Но восьмой день наступил, и мы напрасно прождали его до вечера. На следующий день он тоже не вернулся. Мои запасы кукурузной муки подошли к концу, и теперь я был вынужден просить еду у рабочих. Nui vine Sinja! — «Шинья не вернулся», — говорили они. Настроение наше впервые за последние дни начало портиться. Разочарование, непонятное поведение хозяина вызвали у рабочих горечь. Они сказали немало неприятных слов в его адрес. Я не понимал, что они говорят, но по их тону понимал, что ничего хорошего про Шинью они не сказали. Непросто ждать в таком месте! Ожидание действует на нервы. Со второй половины дня мы садились у окна и принимались смотреть на поле. Наступала темнота, но Шиньи не было. Мы раздражались, сильно раздражались. Шинья не вернулся. Мука между тем подошла к концу. Пришлось ввести жесткий рацион. Мы начали голодать. Люди перестали сдерживаться и громко ругались. На пятый день Кокош не получил свою порцию зерна. То, что предназначалось ему, мы сварили для себя. Ничего, это был жирный петух. К тому же пусть приищет съестное между досок. Шинья должен, обязан приехать завтра. По-другому просто быть не может. Он непременно приедет. Но он не приехал. Вместо этого у нас погасла лампа, потому что кончился керосин. Мы сидели в темноте и открывали дверцу печки, чтобы видеть хотя бы самих себя. Ключи от кладовой он (умышленно?) унес с собой. В кладовой были сыр и мука, сало и керосин в избытке! Внушительный замок висел на железном засове, преграждая вход в кладовую. Nui vine Sinja! Nui vine Sinja! Еще печальнее этот припев звучал по-венгерски: Nem j"o Sinja! Nem j"o! Nem j"o! Это были уже раскаты грома, в голосах рабочих слышалось мрачное возмущение. Шинья просто не вернулся, и все. У нас оставалась всего пара пригоршней кукурузной муки. Рабочие решили ждать еще один день, а потом вернуться в родную деревню. Другого выхода не было.
Я страшно испугался, хотя и должен был предвидеть такой поворот дела. Это решение становилось неизбежным, когда закончится мука. Теперь ее едва хватит до следующего дня.

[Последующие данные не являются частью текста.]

Issue #718, opened 2019-08-29
Add configuration value "compute.max_rows"


itholic:
elated with #715 , I'm working on "compute.max_rows"

PR #721, opened 2019-08-30
Add configuration value: compute.max_rows

itholic:
related with #718  i added compute.max_rows

### DIFF
--- a/databricks/koalas/config.py
+++ b/databricks/koalas/config.py
@@ -34,6 +34,11 @@ _registered_options = {
     # For example, this value determines whether the repr() for a dataframe prints out fully or
     # just a truncated repr.
     "display.max_rows": 1000,  # TODO: None should support unlimited.
+
+    # 'compute.max_rows sets the limit of the current DataFrame. Set `None` to unlimit
+    # the input length. When the limit is set, it is executed by the shortcut by collecting
+    # the data into driver side, and then using pandas API. If the limit is unset,
+    # the operation is executed by PySpark. Default is 1000.
     "compute.max_rows": 1000,  # TODO: None should support unlimited.
 }  # type: Dict[str, Any]
 
--- a/databricks/koalas/config.py
+++ b/databricks/koalas/config.py
@@ -34,6 +34,7 @@ _registered_options = {
     # For example, this value determines whether the repr() for a dataframe prints out fully or
     # just a truncated repr.
     "display.max_rows": 1000,  # TODO: None should support unlimited.
+    "compute.max_rows": 1000,  # TODO: None should support unlimited.
 }  # type: Dict[str, Any]
 
 
--- a/databricks/koalas/frame.py
+++ b/databricks/koalas/frame.py
@@ -1460,10 +1460,11 @@ defaultdict(<class 'list'>, {'col..., 'col...})]
             pdf = self.head(max_compute_count + 1)._to_internal_pandas()
             if len(pdf) > max_compute_count:
                 raise ValueError(
-                    "Current DataFrame has more then the given limit 1000 rows. "
-                    "Please set '{0}' by using 'databricks.koalas.config.set_option' "
-                    "to retrieve to retrieve more than 1000 rows. Note that, before changing the "
-                    "'{0}', this operation is considerably expensive.".format(max_compute_count))
+                    "Current DataFrame has more then the given limit {0} rows. "
+                    "Please set 'compute.max_rows' by using 'databricks.koalas.config.set_option' "
+                    "to retrieve to retrieve more than {0} rows. Note that, before changing the "
+                    "'compute.max_rows', this operation is considerably expensive."
+                    .format(max_compute_count))
             return DataFrame(pdf.transpose())
 
         # Explode the data to be pairs.
--- a/databricks/koalas/frame.py
+++ b/databricks/koalas/frame.py
@@ -1461,9 +1461,9 @@ defaultdict(<class 'list'>, {'col..., 'col...})]
             if len(pdf) > max_compute_count:
                 raise ValueError(
                     "Current DataFrame has more then the given limit 1000 rows. "
-                    "Please set '{}' by using 'databricks.koalas.config.set_option' "
+                    "Please set '{0}' by using 'databricks.koalas.config.set_option' "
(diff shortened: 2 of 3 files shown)


databricks/koalas/frame.py
```diff
@@ -1354,7 +1354,7 @@ def to_latex(self, buf=None, columns=None, col_space=None, header=True, index=Tr
 
     # TODO: enable doctests once we drop Spark 2.3.x (due to type coercion logic
     #  when creating arrays)
-    def transpose(self, limit: Optional[int] = 1000):
+    def transpose(self, limit: Optional[int] = get_option("compute.max_rows")):
```
HyukjinKwon: I think we can entirely remove this `limit` parameter for now to be consistent with other APIs.

databricks/koalas/config.py
```diff
@@ -34,6 +34,7 @@
     # For example, this value determines whether the repr() for a dataframe prints out fully or
     # just a truncated repr.
     "display.max_rows": 1000,  # TODO: None should support unlimited.
+    "compute.max_rows": 1000,  # TODO: None should support unlimited.
```
HyukjinKwon: It should be better to add a comment above this configuration:

```
# 'compute.max_rows sets the limit of the current DataFrame. Set `None` to unlimit
# the input length. When the limit is set, it is executed by the shortcut by collecting
# the data into driver side, and then using pandas API. If the limit is unset,
# the operation is executed by PySpark. Default is 1000.
```

databricks/koalas/frame.py
HyukjinKwon: and don't forget to remove the documentation in its `Parameters`.

HyukjinKwon: Related changes can be easily found via:

1. View File
Screen Shot 2019-08-30 at 11 00 18 AM

2. Blame
Screen Shot 2019-08-30 at 11 00 24 AM

3. Go to the change and click the commit
Screen Shot 2019-08-30 at 11 00 46 AM

databricks/koalas/tests/test_dataframe.py
```diff
@@ -1200,13 +1201,15 @@ def test_transpose(self):
             columns=['score', 'kids', 'age'])
         kdf2 = ks.from_pandas(pdf2)
 
+        set_option("compute.max_rows", None)
         self.assertEqual(
```
HyukjinKwon: Let's do:

```python
try:
    self.assertEqual(
        ...
finally:
    reset_option("compute.max_rows")
```

to avoid this test failure affects other tests related to `compute.max_rows` option.

databricks/koalas/frame.py
```diff
@@ -1461,14 +1455,15 @@ def transpose(self, limit: Optional[int] = 1000):
...
+        if max_compute_count:
+            pdf = self.head(max_compute_count + 1)._to_internal_pandas()
+            if len(pdf) > max_compute_count:
                 raise ValueError(
-                    "Current DataFrame has more then the given limit %s rows. Please use "
-                    "df.transpose(limit=<maximum number of rows>) to retrieve more than %s rows. "
-                    "Note that, before changing the given 'limit', this operation is considerably "
-                    "expensive." % (limit, limit))
+                    "Current DataFrame has more then the given limit {0} rows. "
+                    "Please use 'databricks.koalas.config.set_option' to retrieve more than "
```
HyukjinKwon:
```
Please set 'compute.max_rows' by using 'databricks.koalas.config.set_option' to retrieve ...
```

databricks/koalas/frame.py
```diff
@@ -1365,24 +1365,18 @@ def transpose(self, limit: Optional[int] = 1000):
...
 
+                >>> from databricks.koalas.config import get_option, set_option
+                >>> set_option('compute.max_rows', 1000)
                 >>> ks.DataFrame({'a': range(1001)}).transpose()  # doctest: +NORMALIZE_WHITESPACE
                 Traceback (most recent call last):
                   ...
                 ValueError: Current DataFrame has more then the given limit 1000 rows.
-                Please use df.transpose(limit=<maximum number of rows>) to retrieve more than
-                1000 rows. Note that, before changing the given 'limit', this operation is
+                Please use 'databricks.koalas.config.set_option' to retrieve more than
```
HyukjinKwon: ditto

databricks/koalas/tests/test_dataframe.py
```diff
@@ -1222,9 +1225,11 @@ def test_transpose(self):
                                                              ('rg2', 'z')]))
         kdf3 = ks.from_pandas(pdf3)
 
+        set_option("compute.max_rows", None)
```
HyukjinKwon: ditto

databricks/koalas/tests/test_dataframe.py
```diff
@@ -1222,9 +1227,13 @@ def test_transpose(self):
                                                              ('rg2', 'z')]))
         kdf3 = ks.from_pandas(pdf3)
 
-        self.assertEqual(
-            repr(pdf3.transpose().sort_index()),
-            repr(kdf3.transpose(limit=None).sort_index()))
+        try:
+            set_option("compute.max_rows", None)
```
HyukjinKwon: set_option("compute.max_rows", None) should be out of this try block to be consistent with other codes you're fixing.

databricks/koalas/frame.py
```diff
@@ -1461,14 +1455,16 @@ def transpose(self, limit: Optional[int] = 1000):
         1    float64
         dtype: object
         """
-        if limit is not None:
-            pdf = self.head(limit + 1)._to_internal_pandas()
-            if len(pdf) > limit:
+        max_compute_count = get_option("compute.max_rows")
+        if max_compute_count:
```
HyukjinKwon: It intentionally used `is not None` to make it clear `None` means unlimited case. Otherwise, empty list `[]` or other false-equivalent values could mean unlimited case as well.

It's rather preference matter but let's keep it consistent. Let's do ` if max_compute_count is not None:`

itholic:
@HyukjinKwon Thanks, I've resolved all you commented.

HyukjinKwon:
@itholic, can you resolve conflicts and rebase this? I will merge.

itholic:
@HyukjinKwon , Resolved conflicts. Thanks !

Issue #722, opened 2019-08-30
Add configuration value: "compute.default_index_type"


itholic:
elated with #715 , I'm working on "compute.default_index_type"

PR #723, opened 2019-08-30
Add configuration value: compute.default_index_type

itholic:
related with #722  i added compute.default_index_type

### DIFF
--- a/databricks/koalas/config.py
+++ b/databricks/koalas/config.py
@@ -35,26 +35,8 @@ _registered_options = {
     # just a truncated repr.
     "display.max_rows": 1000,  # TODO: None should support unlimited.
 
-    # This sets the default index type
-    # There are three types of default index that can be configured by `compute.default_index_type`
-    # environment variable.
-    # - sequence: It implements a sequence that increases one by one, by Window function without
-    #     specifying partition. Therefore, it ends up with whole partition in single node.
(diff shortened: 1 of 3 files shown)


databricks/koalas/config.py
```diff
@@ -34,6 +34,27 @@
     # For example, this value determines whether the repr() for a dataframe prints out fully or
     # just a truncated repr.
     "display.max_rows": 1000,  # TODO: None should support unlimited.
+
+    # This sets the default index type
+    # There are three types of default index that can be configured by `compute.default_index_type`
+    # environment variable.
+    # - sequence: It implements a sequence that increases one by one, by Window function without
```
HyukjinKwon: Let's just say

```
This sets the default index type: sequence, distributed and distributed-sequence.
```

I will create a documentation page to describe this index type later separately in anther PR.

HyukjinKwon: you can fix https://github.com/databricks/koalas/blob/34088a4badc916285cc4872ea8364170880cc576/databricks/koalas/tests/test_default_index.py#L30 test as well

itholic: @HyukjinKwon Thanks! i've fixed both of them.

HyukjinKwon:
Thanks, merged.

Мешок с мукой был как песочные часы, показывавшие, сколько времени мы еще можем здесь оставаться. Нам был дан еще один день. Возможно, я мог бы задержаться еще на пару дней, но потом и мне пришлось бы снова выйти навстречу зимним опасностям, столкнуться с коварством, бедами и жестокостью, которые не преминет обрушить на меня безжалостный и беспощадный мир. Я очень плохо спал в ту длинную ночь перед решающим днем. Я часто просыпался, думая о том, как мне выдержать то, что мне предстояло. Я не хотел терять то, что у меня теперь было. Нет, нет, ни за что на свете! Я не желал уходить из тепла и уюта в холод горной зимы. Я должен остаться здесь до наступления настоящей весны! Мне надо дождаться тепла, дождаться, когда в лесу созреют ягоды. Мы же договорились! Все было решено! По-другому просто не может быть! «Ты замерзнешь, ты пропадешь, околеешь, как собака, — говорил мне Франц. — Шинья тебе поможет», — обещал он. Да, Шинья мне помог, но где теперь этот Шинья? Что, если мне взломать кладовую, когда уйдут рабочие? Поймет ли меня Шинья? Я возьму только немного муки, ровно столько, чтобы поддержать силы и не умереть от голода. Это будет немного. Я не возьму ни сала, ни сыра. Мне даже керосин не нужен! Никто не сможет меня за это осудить! Надо подумать и о Кокоше. Такие вот мысли вертелись у меня в голове всю ночь. Иногда мне просто хотелось кричать от тоски.